L’attuale crisi degli idrocarburi in Bolivia non è il prodotto di un meteorite caduto dal cielo, o di un terremoto imprevedibile, ma il risultato naturale di errori, omissioni, dilettantismo e persino corruzione, di coloro che hanno guidato il settore energetico di cui tutti conosciamo fin troppo bene i nomi.

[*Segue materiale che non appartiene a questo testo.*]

PR #2397, opened 2024-07-31
feat: Split physical layout selection sync.

petejohanson:
* Ensure the split peripherals have the same selected physical layout on connection and change.


app/src/split/bluetooth/central.c
```diff
@@ -56,6 +57,7 @@ struct peripheral_slot {
 #if IS_ENABLED(CONFIG_ZMK_SPLIT_PERIPHERAL_HID_INDICATORS)
     uint16_t update_hid_indicators;
 #endif // IS_ENABLED(CONFIG_ZMK_SPLIT_PERIPHERAL_HID_INDICATORS)
+    uint16_t select_physical_layout_handle;
```
caksoylar, line 60: IIUC, perhaps calling this `selected_*` would be more appropriate?

petejohanson: Fair. Updated.

PR #2398, opened 2024-08-02
feat(power) Add additional idle options

Nick-Munnich:
Added two Kconfig flags:

- `ZMK_EXT_POWER_IDLE_OFF` (disabled by default) to turn off external power when the keyboard goes into idle, and enable it again when it exits idle. Seems like it would be particularly useful for trackpoint users.
- `ZMK_IDLE_USB` (enabled by default) which enables/disables idling while connected to USB power. I'd be expecting RGB lovers to request this.

First flag is tested and confirmed working. Unable to test second flag, implementation is trivial though. Unable to test whether the display re-init bug mentioned in #1300 is still present, would expect this to interact poorly if so.

### DIFF
--- a/app/Kconfig
+++ b/app/Kconfig
@@ -163,8 +163,7 @@ config ZMK_BLE_EXPERIMENTAL_CONN
     bool "Experimental BLE connection changes"
     help
       Enables a combination of settings that are planned to be default in future versions of ZMK
-      to improve connection stability. This includes changes to timing on BLE pairing initiation,
-      restores use of the updated/new LLCP implementation, and disables 2M PHY support.
+      to improve connection stability. 
 
 config ZMK_BLE_EXPERIMENTAL_SEC
     bool "Experimental BLE security changes"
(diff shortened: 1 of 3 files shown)


caksoylar:
I think the combination of the two settings is overlapping with `CONFIG_ZMK_RGB_UNDERGLOW_AUTO_OFF_IDLE`. I think it could be nice to make the handling more structured by directly tying the behavior to power states, then configure the state's general behavior as with proposed settings. However it does reduce flexibility when you have multiple peripherals and want different behavior.

Nick-Munnich:
There is some ideological overlap, but currently no functional overlap: `CONFIG_ZMK_RGB_UNDERGLOW_AUTO_OFF_IDLE` merely turns brightness down to 0. There is use case for both currently - for example if the peripheral of a split is powered from the central and doesn't have its own battery, with a bit of underglow added on.

How this would look in the future when we have proper PM support I'm less certain about.

I'm not sure I follow the rest of your statement.

Nick-Munnich:
Going to close this for the time being - on further thinking, I think I'd rather revisit this once #1775 is merged and see if it's still a good thing to have then.

PR #2407, opened 2024-08-05
fix: Defer auto enabling of kscan sideband.

petejohanson:
* Now that device init of kscan sideband is in POST_KERNEL stage, use a separate SYS_INIT for auto enabling the device so processing of early/initial presses from referenced toggle mode kscan devices occurs at the proper time during init.

/cc @ReFil


ReFil:
Given this a test on a board with a toggle switch and direct kscan driver with toggle-mode and all seems to be working as expected

PR #1056, opened 2015-09-18
Firewalker "Artillery/Skirmish" -> "Artillery/Riot"

Skasi:
Small adjustment to Firewalker's short description. It's some sort of Artillery/Skirmish/Riot, but I've decided to leave out the "skirmish" part because most artillery can be used as a skirmisher anyway and "Artillery/Skirmish/Riot" sounds silly. Also because Firewalker is (in my limited experience) definitely not a "give a fight command to and forget about it" unit like many skirmishers can be (unless you don't mind Firewalker shooting at your own army/base or not shooting at all because of "Hold fire").

On the other hand, the "Riot" part is very important. Firewalker excels at taking out large groups of cheap units/buildings, that's probably its biggest strength. It not having "Riot" in its description would be a big mistake.

### DIFF
--- a/units/firewalker.lua
+++ b/units/firewalker.lua
@@ -18,10 +18,10 @@ unitDef = {
   corpse                 = [[DEAD]],
 
   customParams           = {
-    description_de = [[Roboter mit Feuerunterst?zung (Artillerie/Skrimish)]],
+    description_de = [[Roboter mit Feuerunterstützung (Artillerie/Riot)]],
     description_pl = [[Robot wsparcia artyleryjskiego]],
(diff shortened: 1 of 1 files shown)


GoogleFrog:
Firewalker is easily killed with raiders. Just spread out, wait for it to fire and then close in. It is not like the other units called "riot".

GoogleFrog:
I've added "Saturation" to the description. This adjective means that unit deals damage over a particularly large area. This can make it good vs clumps of light units but it does not necessarily mean it can fight them on its own. Tremor, Catapult and Phoenix have "Saturation" as well.

Anarchid:
Tremor is not very good at saturation, though.

PR #1061, opened 2015-09-22
Heatray sound change

Blackdutchie:
- Adds a new heatray sound file
- Updates sounds.lua to contain a new sound for heatrays, modulating pitch and volume slightly for each instance. This works to reduce the "horrible repetitive racket" effect.
  - Editing the pitchmod line to be a slightly higher number will reduce the racket effect further, but will     at some point introduce a "sci-fi laser" effect where it starts to sound quite silly.
- Edits Scorcher, Dante, DDM, and Commander Heatray to use this new sound.


Blackdutchie:
Example video. First the slashers demonstrate the original sound, then the scorchers demonstrate the new sound.
Sound quality is worse than I'd like, but gives a reasonable idea of what it sounds like.

https://www.youtube.com/watch?v=ytZb0lEgPPg

Anarchid:
It would be awesome to get of the eye-shattering heatray finally.

The old file is forever stored in git history, so there's no need in keeping it except for comparison.

GoogleFrog:
The new sound is too indistinct for me, just sounds like noisy steam.

sprunk:
It sounds like a constant stream of barrels rolling on a metal floor a few rooms across.

sprunk:
There seems to be a consensus that this is not better than current.

PR #1065, opened 2015-09-25
Add modifier keys to Area-mex command

sprunk:
* Ctrl: adds Solars around the mexes (same as ctrl+shift click)
* Alt: adds LLT

### DIFF
--- a/LuaUI/Widgets/cmd_mex_placement.lua
+++ b/LuaUI/Widgets/cmd_mex_placement.lua
@@ -328,7 +328,7 @@ function widget:CommandNotify(cmdID, params, options)
 			local mex = WG.metalSpots[i]
 			--if (mex.x > xmin) and (mex.x < xmax) and (mex.z > zmin) and (mex.z < zmax) then -- square area, should be faster
 			if (Distance(cx,cz,mex.x,mex.z) < cr*cr) then -- circle area, slower
-				commands[#commands+1] = {x = mex.x, z = mex.z, d = Distance(aveX,aveZ,mex.x,mex.z), mex = (not spotData[i])}
+				commands[#commands+1] = {x = mex.x, z = mex.z, d = Distance(aveX,aveZ,mex.x,mex.z)}
 			end
 		end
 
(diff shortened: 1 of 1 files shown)


GoogleFrog:
I am not sure what Space is for. Wouldn't you just queue mexes and then later do a modifier to add solars to them? Space should be reserved for command insert.

sprunk:
The two approaches have a difference:
* queuing mexes and solars at once leaves you building mex-solars - mex-solars, each spot getting the full package instantly.
* queuing mexes, then solars without mexes, leaves you building all the mexes naked, then after that coming back and adding all solars.

But Space being reserved for Insert is more important after all and it's still possible to add solars to naked mexes without it (just do it after mexes are ready). Will remove the Space mode.

sprunk:
Removed space, updated first post.

lhog:
I don't think it's a good idea that you got rid of "handledExternally" check and following code.
I use to for areamex terraform.

Licho1:
Sounds rather too special to be default widget. 
Solars or LLT around mexes is highly situational and both can be achieved using alt space command insert after mexes are queued.

I don't see solars or LLT being a standard. Sometimes you want solars around some mexes, sometimes you want winds and you definitely want to control exact LLT placement.

Its ok change but should not be default on, it's not something all players do/have to do  (solars around mexes) and keybinds can interfere with other keybinds...

Alt and space certainly do a thing with command queues and should not be touched.

sprunk:
Modifier keys exist for other commands already so they won't interfere with keybinds. They are usually very advanced usage but it has never been a real problem even though they are all default on. For example if you hold Ctrl when giving area-reclaim you will area-reclaim your own live units.

I don't think alt does anything with building queues but for safety I'll remove this for now and only leave ctrl for solars.

I agree that solars might not be *the* standard but they are the closest thing there is to standard. Late-game you will almost always want energy around mexes for overdrive and the widget solves the problem of adding reliable E with minimal effort. It won't be used all the time and won't always be optimal but it doesnt have to be - normal areamex also isn't perfect (for example it doesn't prioritize ubermex) but it's useful enough.

GoogleFrog:
I think a more complete solution would be a building template system which can be area-mexed to put the template around each mex.

Licho1:
That would superior yeah.. i could imagine complex structures with terraform, which might become usable if some templates save from microing

sprunk:
The complete solution with templates has some problems to figure out (like how to define facing/rotation which is important, or how does the user actually define a template), areamex solars skip all that to provide a very simple solution (just hold a modifier key) for a common problem (getting a basic grid for all mexes).

It would be good to see how much people would actually use a real template system and what use cases they would find. Personally I can't think of many things you would want to have near each and every mex. Basic energy and maybe LLT are fine, but anything more than that is too expensive to build at each mex.

Licho1:
Oh I meant general templating, not for area mex, sure for area mex its overkill

PR #1071, opened 2015-09-30
Add notification for double comms

sprunk:
Adds an infobox that pops up pre-game if someone has double comm.


GoogleFrog:
This should probably be made to not mess with other docked windows. Also putting the notifier in the middle of the screen looks annoying. I would rather have a fully opaque "game rules" (or similar) window off to the side of the screen to display this type of information. It would also replace the current modoption notifier window.

Licho1:
Even better solution would be real time display, because this number can change (with AFK)
You can display it on playerlist maybe?

PR #1073, opened 2015-10-01
Reorder factories for better hotkey mnemonics.

sprunk:
After the patch, more factories will have their hotkey based on their first letter.

Previously:
[T] Gunship
[A] Spider
[S] Jumpy
[D] Tank
[F] Amph
[G] Ships

After patch:
[T]ank
[A]mph
[S]pider
[G]unship
[D] Jump
[F] Ship

Rest unchanged:
[Q] Cloaky
[W] Shield
[E] Vehicle
[R] Hover
[Y] Plane
[H] Strider

To also consider is [H]over but that requires moving the striders away from the last spot (which is meaningful somewhat). Perhaps they could get the last spot on the first row but that would mean planes get R which would be quite odd.


GoogleFrog:
The aim was not to group them mnemonically, it was to group by type. I don't think mnemonic has significant advantages. The current layout clusters:
 * Bot pathing.
 * All-terrain and jumpy (cliff avoidance).
 * Flying factories.
 * Seaborne factories.
 * Vehicle pathing.
I feel it is messy to mix up these clusters.

sprunk:
I think things having their "natural" hotkey (eg. T for Tank) is very elegant but on the other hand I agree that grouping helping newbies find the stuff they want is important.

Both systems have their advantages so perhaps it would be good if there was a toggle? That still leaves the question of what the best default would be though - newbies should learn the factory names about the time they learn their movetypes so better mnemonics might also help them to an extent.

One of the problems here is that the hotkeys are tied to layout (eg. leftmost thing of the 1st row has to be Q) so we cannot combine the natural hotkeys with group-based layout.

GoogleFrog:
I think such a toggle would be very rarely used. I also think it is a bad idea to mix grid and name-derived hotkeys. It would also be really annoying to current people if we changed their structure positions and painful to keep compatibility between two systems.

sprunk:
Fair enough.

sprunk:
Current above, new below (as proposed + plane/strider swapped) :

groups

The mnemonic-based layout would still keep the clumps. Moving Amph under A means the bots clump gets its outlier back to the clump, but sea loses clumpiness. I think that's a net gain: sea is a rare subdomain and the icon backgrounds already show seafaring.

I also consider Amph a good beginner fac. It's the most reliable fac in that it has the most versatile pathing so a newb would almost never be forced out of comfort zone due to things like hills or water. At the same time it doesn't have any complicated mechanics and I think is the simplest of the seafaring facs. With this in mind moving Amph to the left is also a slight improvement since that's where the beginner facs are.

So the clumps are not necessarily worse off and depending on how you look at it it might even be a slight improvement. This is before the benefits of mnemonics.

GoogleFrog:
I think its a matter of constraints which can somewhat be inferred from the factory build list layout. Here are some, I think they are in order:
 * Strider on H. This is because H is the key for weird utility units that don't fit with the roles of the other things in the tab.
 * Plane and Gunships adjacent.
 * Sea factories adjacent.
 * Ease/necessity such that the top row contains the most straightforward and 'vanilla' options with difficulty increasing from left to right.
 * Vehicle and Tank presented as a light and heavy version, Hovercraft nearby.
 * All terrain adjacent.
 * Bots adjacent.

With these constraints the order could be: 
 *Cloak, Shield, Veh, Hover, Gunship, Ship
 * Amph, Spider, Jump, Tank, Plane, Strider

I don't see how it is much better than the current system though. I like how the current system has a 2x2 block of hilly/cliff units. Moving Spider and Jump across by one slot removes that simple barrier between vehicles and non-vehicles.

In the end, I don't see any advantage of the modifications significant enough to outweigh the current playerbase-derived cost of moving everything around.

PR #1074, opened 2015-10-01
Make Solar buildable in knee-high water (depth 6)

sprunk:
Wind does not yet become tidal at this depth so there is no reliable basic E source.


GoogleFrog:
This would break consistency, afaik no other structure which neither floats or can be built fully underwater can be built in shallow water. I do not know of any maps in which this inefficient zone of -6 to 0 elmos is a problem. It could even be considered a feature.

Anarchid:
On IoG it's not possible to build tidals or solars in the shallows. 

It is impossible to build tidals because the depth is insufficient for windgens to morph into tidals.
It is impossible to build solars because they don't float.

Maybe a more radical version of this would allow all buildings to be built at depth 6, unless they require a minimum depth.

sprunk:
If GF agrees I can prepare a patch to make all ground buildings able to live in shallows.

GoogleFrog:
I suspect waves lapping over buildings would look silly. Why do you feel structures need to be buildable at this height range?

Anarchid:
The height range is very interesting for mappers because it is the minimum depth required for ships while only applying tolerable (though still pretty huge) speed malus to ground units.

Mexes placed on such terrain, however, cannot be overdriven with solars *or* tidals, removing a choice.

sprunk:
Inconsistency and looking silly with regard to placement already have a precedent. Windgen was recently made buildable absolutely everywhere which is different to all other buildings and looks stupid when on cliff side:
cliff_windgen

GoogleFrog:
I did not do the windmill slope tolerance change.

sprunk:
So, would making every land building able to live in shallows okay?
What should be done with windgen?

PR #1093, opened 2015-10-14
Win counter cleaned up to use gameover winners parameter

dvr333:


Licho1:
Why does it read from local lua table? Server could send you actual historic counts...

dvr333:
How does the server know to reset, such as in the second grand finals series? Who would have control over manual resets of win counts, or of correcting mistakes should they come up?

Licho1:
It could only detect that player A and B play just with each other (and not with someone else).
If either A or B plays with someone else -> reset.
I think it would work for tourneys right?

dvr333:
Ah, sorry, I should have mentioned that auto-reset code already exists, for the cases where the players don't all have the same teammates as the previous game. The reset issue is that those cases are the only things the win counter can know to auto-reset on, but cases related to tournament rules are not known. 

The main case is going from grand finals 1 to grand finals 2, that needs a reset, but the win counter sees the same players on the same teams, and can't know if the win counter needs resetting (and before you suggest a "first to X wins" configuration variable, that's more possibility for human error and thus more reason to require a manual fallback). The other cases have to do with players messing up how they leave games (before you suggest we control how players leave games, that won't work and would piss people off) or other human error, or possibly a mistake in code, but in a tournament that all needs a manual fallback.

Licho1:
Yeah but server does see it, because it sees all games, so it can reset it reliably.. thats why i mentioned that..

dvr333:
That's irrelevant, since the logic for resets works both locally and server-side. The issue is with the cases where the expected number of wins won't match up to the listed number, either because a tournament rule invalidated a win, technical problems resulted in a false win, or because we moved to a new tournament stage, but with the same players playing (usually between the first and second Grand Finals of a double elimination tournament).

None of these cases are covered by the algorithm, and only the last one has a chance of being covered by "first to X wins" configuration, which in turn leads to an inevitable misconfiguration and either a premature reset (ex. configured to first to 2/best of 3, but stage is first to 3/best of 5) or a missed reset. As such, a manual fallback is necessary, and so the only relevant question is who has control over that (since it would be chaos if everyone could mess with it, and it isn't really a question of a vote). I guess it could be a room boss thing, though I don't know how abusable that is

PR #1094, opened 2015-10-14
Area-mex: change solars modifier key to Alt

sprunk:
This is because of a proposal to make the Ctrl modifier to instead work like it does for Attack, ie. split up the cons among different mexes instead of all getting the same path.


Licho1:
Isnt alt for queue insert? - Should be instead of space..

sprunk:
Space is queue insert.

Alt is used as modifier for commands. For example with attack it means you can draw a line and with repair it means the command is persistent.

Licho1:
Yes but alt should be used for command insert, because its factory insert.
Its just legacy gap in standardization that should be solved eventually..

PR #1101, opened 2015-10-18
Add localisation to a bunch of small widgets.

sprunk:
Comes with Polish translations.

Affected are:

* healthbar labels
* Morph complete
* X is under attack
* Build ETA


Licho1:
Btw I have given up localization of website (due to massive text walls and maintenance cost) but I guess for unit info and some widgets its doable..

Anarchid:
Now that i've gotten quite handy with teamcity, i think i'll look into actually integrating transifex... eventually. >.<

PR #1102, opened 2015-10-18
Add an API for maps to define arbitrary startboxes

sprunk:
Fully backwards-compatible (ie. maps that don't define their own startboxes see no change).

Maps can include a file which describes the boxes (similar to the mex layout file). Being Lua code these can read the game setup to allow any arbitrary setups based on what the teams are (for example Throne could detect whether the FFA is 7-way or 5-way and expose either the first or the second floor to start on).

The boxes are defined through sets of triangles which allows any arbitrary starting area shapes (including concave and disjoint areas).

The mapper also defines a set of start positions for CAI and lagger purposes. Currently laggers drop in the middle of the box and CAI distributes itself evenly over it. With the new API a set of startpoints is used for that which makes sure laggers and CAI are distributed to sensible places (eg. near mex clusters and not on a cliffside).

### DIFF
--- a/LuaRules/Gadgets/ai_CAI.lua
+++ b/LuaRules/Gadgets/ai_CAI.lua
@@ -3849,14 +3849,29 @@ end
 
 local function setAllyteamStartLocations(allyTeam)
 	if Game.startPosType == 2 then -- Apparently this is 'choose ingame'
-		
+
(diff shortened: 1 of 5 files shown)


Anarchid:
You forgot the screenshot!

sprunk:
I'll make a wiki page on usage and with examples soon.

Dall’entrata in vigore della legge 3058 sugli idrocarburi e del DS 28701, diversi “opinionisti” (definizione spregevole degli analisti del settore coniata dall’attuale presidente Luis Arce) hanno allertato il governo e l’opinione pubblica sui pericoli che incombono sul settore più importante dell’economia nazionale e dei governi subnazionali. Raccontare tutti i segnali (a volte grida) d’allarme è argomento di una tesi di laurea (di giornalismo o psichiatria), quindi in quanto segue, mi limiterò a citare gli avvertimenti di alcuni analisti, indicando i relativi link.

Già nel 2007, agli albori della “nazionalizzazione”, l’avvocato Víctor Hugo Carazas  aveva messo in guardia, insieme all’allora Camera degli Idrocarburi, sull’assenza di certezza giuridica per “innescare” gli investimenti che le compagnie petrolifere erano disposte a fare, ma che nel tempo si limitarono agli investimenti nella estrazione. Insomma, c’era così tanto gas che non c’era bisogno di cercarne di più, pensavano i nazionalizzatori.

Di fronte alla proliferazione di strategie e piani di sviluppo, Raúl Velásquez della Foundazione Jubileo, nel 2012 ha interpellato il governo sul basso budget che YPFB e le aziende hanno stanziato per l’esplorazione ed è tornato alla carica nel 2018 per avvertire del deficit di quasi 14 milioni di metri cubi di gas per raggiungere gli obiettivi di questi piani chimerici.

A sua volta, il mancato Carlos Miranda P.  nel 2016 denunciava con cifre e argomenti il fallimento delle nazionalizzazioni e i rischi di insistere su quella politica. Sulla stessa linea, Hugo del Granado C. spiegò fino allo sfinimento perché l’esplorazione era sulla strada sbagliata e lasciata “alla fortuna di una perforazione riuscita”.

Per quanto riguarda le questioni del “downstream”, Susana Anaya, una autorevole professionista costretta ad espatriare, ha riflettuto sull’insostenibilità del mantenimento dei prezzi interni sovvenzionati e sulle conseguenze sull’esplorazione. Già tre anni fa era evidente che i proventi della vendita del gas non sarebbero stati sufficienti nemmeno a compensare il sussidio per il carburante.

Allo stesso modo, Mauricio Medinaceli, un altro brillante economista del settore costretto all’espatrio, nel suo blog ha dimostrato chiaramente l’assurdità della struttura dei prezzi del mercato interno e la sterilità delle misure improvvisate che sono state prese per rattoppare gli errori del passato.

Le interviste e gli scritti di Álvaro Ríos Roca, che mettevano in guardia sulle incongruenze della politica del gas, riempirebbero un volume. Il suo grido d’allarme è stato costante e solido sull’importanza dell’esplorazione, sull’inadeguatezza di normative correttive, sull’imminente carenza di gasolio, benzina e anche GPL e gas, e sulla metamorfosi da paese esportatore a paese importatore e trasportatore di energia.

Da parte mia, attraverso  rubriche di opinione  e interviste, ho suggerito misure strutturali per fermare il collasso dell’economia del gas e la conseguente crisi energetica. L’opzione di una transizione energetica graduale, una necessità urgente per la Bolivia, mi ha portato a sviluppare nel 2020, insieme a colleghi di spicco, una Roadmap  per svolgere questo compito.

Insomma, sono stati avvertiti opportunamente e ripetutamente ma, come si diceva 2000 anni fa, «non c’è peggior sordo di chi non vuole ascoltare» (Mt 13,14) e lascia un paese in rovina.